THE DOLCE DIET: Benefits of Deadlifting

THE DOLCE DIET:
Benefits of Deadlifting

by Samantha Coogan, MS, RDN, LD

Deadlifting gets a bad rap because many people associate this movement with injury. Like anything, if you perform the movement with the proper mechanics, and not beyond your ability level, you should drastically reduce your risk of injury.
Most people tend to get hurt on this movement when lowering the weight.

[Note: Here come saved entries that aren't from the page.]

Issue #622, opened 2016-10-31
Can't add liveness and readiness health checks using inline XML


ucosty:
### Description

When generating the Kubernetes configuration, the liveness and readiness health checks are not being added to deployment.

The following XML snippet, in theory, should add a liveness health check to the deployment.

```
<resources>
    <liveness>
        <initialDelaySeconds>30</initialDelaySeconds>
        <timeoutSeconds>3</timeoutSeconds>
        <getUrl>HTTP://:8500/v1/status/peers</getUrl>
    </liveness>
</resources>
```

Running `mvn fabric8:resource` failes to produce the appropriate `livenessProbe` configuration.

I had a look through the code, while it looks like the configuration is being parsed there doesn't seem to be a way of adding the configuration to the appropriate deployment/petset/pod.

I think the solution is a health check enricher, which takes the configured liveness and readiness resources and attaches the configuration as required.

### Info

* f-m-p version :
* Maven version (`mvn -v`) :
```
Apache Maven 3.3.9 (bb52d8502b132ec0a5a3f4c09453c07478323dc5; 2015-11-10T16:41:47+00:00)
Maven home: /usr/local/Cellar/maven/3.3.9/libexec
Java version: 1.8.0_45, vendor: Oracle Corporation
Java home: /Library/Java/JavaVirtualMachines/jdk1.8.0_45.jdk/Contents/Home/jre
Default locale: en_US, platform encoding: UTF-8
OS name: "mac os x", version: "10.10.5", arch: "x86_64", family: "mac"
```
* Kubernetes / OpenShift setup and version :
* If it's a bug, how to reproduce :
* If it's a feature request, what is your use case :
* Sample project : https://github.com/ucosty/kubernetes-consul-test.git

ucosty:
I feel I should have dug through the existing issues a bit before raising this, as this can likely be covered by a combination of Issue #600 and Issue #601. Perhaps the work done in Pull Request #624 can be extended to support these scenarios?

PR #624, opened 2016-10-31
Issue #622: Can't add liveness and readiness health checks using inline XML

ucosty:
In order to configure Liveness and Readiness health checks using inline XML, I've written an enricher which grabs this configuration and applies it to any configured Deployments, DaemonSets and PetSets. I've also updated the documentation to help in it's usage.

### DIFF
--- a/enricher/standard/src/main/java/io/fabric8/maven/enricher/standard/HealthCheckEnricher.java
+++ b/enricher/standard/src/main/java/io/fabric8/maven/enricher/standard/HealthCheckEnricher.java
@@ -1,0 +1,109 @@
+package io.fabric8.maven.enricher.standard;
+
+import io.fabric8.kubernetes.api.model.Container;
+import io.fabric8.kubernetes.api.model.HasMetadata;
+import io.fabric8.kubernetes.api.model.KubernetesListBuilder;
+import io.fabric8.kubernetes.api.model.Probe;
+import io.fabric8.kubernetes.api.model.extensions.DaemonSet;
+import io.fabric8.kubernetes.api.model.extensions.Deployment;
+import io.fabric8.kubernetes.api.model.extensions.PetSet;
+import io.fabric8.maven.core.config.ProbeConfig;
+import io.fabric8.maven.core.handler.ProbeHandler;
+import io.fabric8.maven.enricher.api.AbstractHealthCheckEnricher;
+import io.fabric8.maven.enricher.api.BaseEnricher;
+import io.fabric8.maven.enricher.api.EnricherContext;
+
+import java.util.Collections;
+import java.util.List;
+
+/**
+ * Created by matthew.costa on 26/10/2016.
+ */
+public class HealthCheckEnricher extends BaseEnricher {
+
+    private ProbeConfig liveness;
+    private ProbeConfig readiness;
+    private ProbeHandler probeHandler;
+
+    public HealthCheckEnricher(EnricherContext buildContext) {
+        super(buildContext, "fmp-healthcheck");
+
+        probeHandler = new ProbeHandler();
+        liveness = buildContext.getResourceConfig().getLiveness();
+        readiness = buildContext.getResourceConfig().getReadiness();
+    }
+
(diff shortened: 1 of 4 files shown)


enricher/standard/src/main/java/io/fabric8/maven/enricher/standard/HealthCheckEnricher.java
```diff
@@ -0,0 +1,109 @@
...
+        readiness = buildContext.getResourceConfig().getReadiness();
+    }
+
+    @Override
+    public void addMissingResources(KubernetesListBuilder builder) {
+        List<HasMetadata> items = builder.getItems();
+        for (HasMetadata item : items) {
+            List<Container> containers = null;
+
+            if(item instanceof Deployment) {
```
rhuss: Question is whether we want to allow that for ReplicationController and ReplicaSet, too ? (and how to work with OpenShift DeploymentConfigs, when given here). I guess we should add the health-checks here, too.

enricher/standard/src/main/java/io/fabric8/maven/enricher/standard/HealthCheckEnricher.java
```diff
@@ -0,0 +1,109 @@
...
+import io.fabric8.maven.enricher.api.BaseEnricher;
+import io.fabric8.maven.enricher.api.EnricherContext;
+
+import java.util.Collections;
+import java.util.List;
+
+/**
+ * Created by matthew.costa on 26/10/2016.
+ */
+public class HealthCheckEnricher extends BaseEnricher {
```
rhuss: I'm  not sure whether we should do this as an enricher, or as core part of the `ResourceMojo` plugin. The reason is, that the order of enricher matters, who will 'win', (see e.g. the more specialized enricher like `SpringBootHealthCheckEnricher`). If this functionality were independent of an enricher, then we can e.g. say: "A health check given in the configuration takes always precedence". Of course we can configure enrichers that way that this enricher has the highest priority, but that can easily break.

Another issue is, if you configure a health-check in the plugin configuration but *disable* this enricher (e.g. because of using another profile or exclude it in the enricher config) then this can lead to surprises, because someone would expect that its liveness  / readiness check configured in XML would be respected for sure.

In general I think that the code evaluating XML configuration from the plugin should go into the ResourceMojo (which tbh needs a refactoring). Said that, the XML configuration is not yet really very matured, but this is one of the next steps.

rhuss:
Maybe we can handle it like the `MetaDataEnricher`. This is also an enricher accessing the XML configuration but is added programmatically to the beginning of the pipeline. We could go even that far to provide a dedicated enricher interface for those 'internal' enricher modules which get the `ResourceConfig` while normal enricher does not.

rhuss:
I'm just about to remove the MetaDataEnricher which were used internally. If you don't mind I'm going to implement this functionality as core part of the ResourceMojo, independent of an enricher.

rohanKanojia:
@rhuss : Do we have any issue filed for this PR? If not, let's file an issue so that someone can pick this up and implement it in a cleaner way like you have requested.

rhuss:
Actually I wonder whether a single liveness/readiness check should be added to all Deployment and DeploymentConfigs as they are very specific to the container included in its templates.

So currently I would suggest to use fragments for the health check configuration.

With respect to the XML configuration we should reconsider whether we really want to fully support this, as people nowadays tend to prefer the native syntax (e.g. Dockerfiles for building or Kubernetes Resources for resource definitions). This was not the case when the plugin started when these native formats were not so well known. 

So my tendency would be limit XML configuration only to the bare minimum, but this is another discussion. So adding  health checks via XML configuration should then discussed in the context of that larger picture.

I'm going to close this PR for now, as we shouldn't use the enricher abstraction to evaluate XML syntax anyway. @ucosty sorry for the super long delay and thans a lot for the contribution. I'm confident we find a good solution in the feature when jumping to 4.0 (and as mentioned you already can use fragments for adding healthchecks)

One way to avoid this is to drop each rep from the top of the lift (yes, yes most of you wouldn’t consider that a true rep, but everyone’s goals are different). Just recognize that a lot strength gain does come from lowering the weight, but if the risk of injury is higher than the strength benefit, just play it safe and work up to lowering the weight properly.
Whatever your feelings are on the deadlift (I LOVE them), here are the benefits of performing this movement. Tip: you don’t have to be restricted to only using a barbell. You can very easily substitute a kettlebell or perform dumbbell deadlifts and see the same benefits.
Improves Posture
Since this movement targets and strengthens the lower back, you should see an automatic improvement in posture as this is the area that most people tend to allow to relax. This movement improves the positioning of the spine.
Total Body Engagement
This movement is one of few that actually works every major muscle group. If you’re strapped for time, deadlifts are a great way to get in a whole body exercise routine in a short amount of time.
The Posterior Chain
No other movement targets this area better (glutes, hamstrings, adductor magnus and lumbar erectors). Hint: if you’re performing deadlifts correctly, your hamstrings should be sore the next day, not just your back. This area is especially important for explosive athletes, such as, sprinters or Olympic weightlifters or powerlifters.
Fully Functional Movement
This movement mimics everyday activity of picking things up and putting them down. Moms do this with their kids all day. You drop something on the ground? You have to pick it up. So why not work to strengthen the most commonly used movement in day-to-day life?
Improves Grip Strength
Your forearms have to work double time to keep the weight in your hands as your fingers are literally the only thing around the bar. Plus the deadlift is the first pull from the floor in a clean or snatch, both of which require decent grip strength, especially if you use a hook grip.